Step four – Review each section
Coach your client in the learnings and actions required based on the exercise.
Begin with areas that the client observes as being particularly interesting:
- Why does this area need attention?
- What would it take to increase your satisfaction by one score?
- How balanced do you feel in this area of your life?
- Why did you give this score?
- Is there anything missing from this area of your life that may affect your score?
- Is there anything that might add value to this area of your life and change the score?
Also, consider and discuss the relationships between the categories.
Step five – Identify actions
- Identify an activity for each category that when completed, will change the client’s level of satisfaction.
- When the action is over a more extended period or is relatively large and complex, define a goal – ideally one that is specific, measurable, achievable, relevant, and time-bound (SMART)
- Each action, once completed, should add to the overall goal to improve their life balance.
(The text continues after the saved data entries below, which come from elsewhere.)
PR #84, opened 2019-04-16
Hrosenbe/weat 106 remove automatic hostname

hrosenbe:
This pull request represents a significant change in how Weathervane operates.  Instead of generating hostnames for services using the previous convention-based configuration, Weathervane now requires users to explicitly declare dockerHosts and kubernetesClusters and then provide a mapping from appInstances or services to those hosts or clusters.

This pull request also includes a few small changes:
- Updated version number to 2.0.0
- Removed targetUtilization run strategy
- default numWorkloads to 1
- Allow using either numXxServers or xxServers but not both


weathervane.pl
```diff
@@ -44,126 +43,134 @@ package Weathervane;
...
-		$weathervane_logger->debug( "For host ", $hostParamHashRef->{'hostName'}, " the Param hash ref is:" );
-		my $tmp = $json->encode($hostParamHashRef);
-		$weathervane_logger->debug($tmp);
-		$retArrayRef = createHost( $hostParamHashRef, $runProcedure, $instance, $ipToHostHashRef );
-
-		my ($createdNew, $host) = @$retArrayRef;
+	# If the xxxServerHosts was defined for this serviceType, then use 
+	# the right host from that list as determined by the instanceNum.
+	# The assignment of host to instance wraps if the instanceNum is greater
+	# than the number of hot names specified.
```
bhoflich: typo: hot->host

weathervane.config.docker
```diff
@@ -0,0 +1,60 @@
+{
+  # This is a temporary version of a docker config file.
+  # We can't use the fixed config sizes because the auctionBidServer does
+  # run in Docker-only yet.
```
bhoflich: typo?: "does run in Docker-only yet" -> "does not run in Docker yet" 
Here and below.

weathervane.config.docker
```diff
@@ -0,0 +1,60 @@
...
+    { "name" : "AuctionDriver5" }, { "name" : "AuctionDriver6" }, 
+    { "name" : "AuctionDriver7" }, { "name" : "AuctionDriver8" }, 
+    { "name" : "AuctionApp1", }, { "name" : "AuctionApp2", }, { "name" : "AuctionApp3", }, 
+    { "name" : "AuctionBid1", }, 
+    { "name" : "AuctionWeb1", }, 
+    { "name" : "AuctionCs1", }, { "name" : "AuctionCs2", }, { "name" : "AuctionCs3", }, 
+    { "name" : "AuctionMsg1", }, 
+    { "name" : "AuctionDb1", }, 
+    { "name" : "AuctionNosql1", }, 
+  ],
```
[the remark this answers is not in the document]
hrosenbe: The reason that this can't be a simple list of Strings is that this is where a user would specify other attributes of a dockerHost.  For example:

"dockerHosts" : [  { "name" : "dockerHost1", "dockerPort" : 2375, "dockerNet" : "host", } ],

We need to be able to specify those attributes on a per-host basis

weathervane.config.docker.hierarchical
```diff
@@ -0,0 +1,53 @@
...
+      "configurationSize": "custom",
+      "webServers" : [ {} ],
+      "webServerCpus" : "1",
+  	  "appServers" : [ {}, {}, {}, ],
+      "appServerCpus" : "1",
+  	  "auctionBidServers" : [],
+      "auctionBidServerCpus" : "1",
+  	  "msgServers" : [ {} ],
+      "msgServerCpus" : "1",
+      "coordinationServers" : [ {} ],
```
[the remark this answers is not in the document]
hrosenbe: Well, this is just an example and it needs will need to be updated once the bidService is running in a docker configuration.  But you are right that until the single zookeeper config is working this config won't work.

weathervane.config.docker
hrosenbe: Thanks.  Fixing in a new commit

weathervane.pl
hrosenbe: fixing in a new commit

Step six – Revisit and review
Over time, revisit the wheel and re-score it to understand the changes made and the actions outstanding. This is especially useful for clients to understand the success and benefits of the journey in coaching.
Ongoing check-ins are also helpful to understand overall patterns of behavior and any negative thoughts or emotions that are blocking the changes.
Also, remind the client that balance is rarely retained for long. Circumstances and priorities change; the aim is to continue the journey toward balance and avoid entering a fixed mindset that prevents transformation.
As Dr. Carol Dweck explains in her book Mindset (2017), it is also essential to maintain a growth mindset. Otherwise, successful transformation is at risk of being lost, like a rubber band regaining its shape after tension is removed.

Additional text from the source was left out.